Art

San Francisco Counterculture Perennials Take Chelsea

SRL's Fanuc Robot Arm (view 2), 1992. Courtesy of the artist and Marlborough Chelsea.
SRL's Fanuc Robot Arm (view 2), 1992. Courtesy of the artist and Marlborough Chelsea.

San Francisco enfants terribles artists Mark Pauline, who works under the name of Survival Research Laboratories, and Barry McGee have concurrent shows in adjacent galleries in Chelsea. Colliding in the New York bomb cyclone during installation week, unaware that they were exhibiting at the same time, the perennially transgressive artists attempted to connect their shows by tunneling a hole between the venues, and were quickly prohibited by institutional bureaucracy—something the 80s (SRL) and 90s (Mission School graffiti) globally renowned outlaw art icons are not only familiar with but are still actively engaged in as part of their art practice: breaking the rules well into mid-careers.

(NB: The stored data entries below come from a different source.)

PR #1972, opened 2019-01-25
Bug - Downstream processing of UKIS failing due to answer piping 

tgandrews:
For the second question "Did any of the following significant events or changes occur to ESSENTIAL ENTERPRISE LTD?" the first answer option has piping for both the "label" and "value". Having piping in the value appears to block the answer being passed downstream. We therefore need to replace the piping in the value with a hard coded string. 

### How to review 
1. Ensure that the new hardcoded value is being posted to the server when you select that your business was established.
2. Ensure this is happening for both UKIS variants.

### DIFF
--- a/data/en/ukis_0001.json
+++ b/data/en/ukis_0001.json
@@ -141,7 +141,7 @@
                                     "options": [{
                                             "q_code": "0410",
                                             "label": "{{ first_non_empty_item(metadata['trad_as'], metadata['ru_name']) }} was established",
-                                            "value": "{{ first_non_empty_item(metadata['trad_as'], metadata['ru_name']) }} was established"
+                                            "value": "The business was established"
                                         },
                                         {
                                             "q_code": "0420",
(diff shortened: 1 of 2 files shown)


tgandrews:
[UKIS Issue with piping going into an answer value](https://trello.com/c/Wqo5RMKh/845-ukis-issue-with-piping-going-into-an-answer-value)

dwyeradam (approved):

dwyeradam:
When you test locally if you open a tab and use url http://localhost:5000/dump/submission you can see the output that is sent downstream. Within the data object we would expect to see `"0410": "The business was established"` amongst any other options for that and the previous question.
```
"data": {
   "0210": "UK regional within approximately 100 miles of this business",
   "0410": "The business was established"
},
```

jonnyshaw89 (approved):

tgandrews:
@dwyeradam I didn't know that. I can see it in there too.

PR #1975, opened 2019-01-29
Remove non-census and non-test schemas

MebinAbraham:
Removed any non-census and non-test schemas.
Removed the session timeout endpoint as it used a live survey to test and  was missed from #1964 
Have also renamed the star wars and rogue one test schemas to keep it consistent.

*I have also removed the use of `variables` which was defined in the schema. It caused coverage issues when test using live surveys which defined `variables` were removed but turns out we don't actually use it.*

*`variables` was used to pass context to the templates, but we no longer use this and have not been for a while I believe.*

### How to review 
- Ensure non-census and non-test schemas have been removed.

There are tests that specifically test business surveys such as MCI, these probably should be removed at some point?.


iwootten:
+50 lines extra? Crumbs.

ajmaddaford:
Looks good to me. I've raised a card for removing the survey specific integration tests (mci, rsi and star wars).

ajmaddaford (approved):

bitdivision:
I think we should remove test_star_wars.json. The schema is no longer representative of runner's functionality. 

Probably best to do that under a separate PR since it's a fairly large change. I know we'll be losing the majority of path_finder tests, and some navigation tests. I would suggest that path finder tests will need to be rethought, rather than modified to use a different schema. 

I would imagine most other integration tests could be switched to test schemas without a huge amount of trouble.

bitdivision (approved):
:+1:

Barry McGee's installation at Barry McGee. Photo by Brian Buckley courtesy of Cheim & Read, New York.

Curatorially speaking, both McGee and Pauline’s bodies of work pose endless problems with regards to gallery exhibition-making and this is why showing their work “inside” still gives us such a rush. The two shows offer nothing like the vast elegant quasi-empty blue-chip gallery spaces that populate Chelsea—with their white cube aesthetics and heavily entrenched modernist habits. Instead, in these two shows, we are excitingly reminded of other positions the art-maker and the art spectator can occupy.

Barry McGee’s show is crammed to the ceiling (so important to look up to catch the best paintings), bursting with works to the point that the gallery registrar has lost count and given up on a comprehensive checklist. Barry texts me while I write this “Natasha: I just can’t stop bringing stuff into my studio from the street. The best is always outside. There is a little of everyone I love in this show.” From reclaimed velvet kitsch paintings, to original street signs, over a hundred stacked surfboards, to his fellow Mission School artists 90s work Chris Johanson, Margaret Kilgallen, Alicia McCarthy, to new paintings by Peter Grey Hurley and Clare Rojas and snapshot photographs of artist friends such as Eddie Martinez (showing now at The Drawing Center) and so many others… This show is one of Barry’s best shows because it is urgent, chaotic, generous and frenetic like a big wave of resistance in a sea of commerce.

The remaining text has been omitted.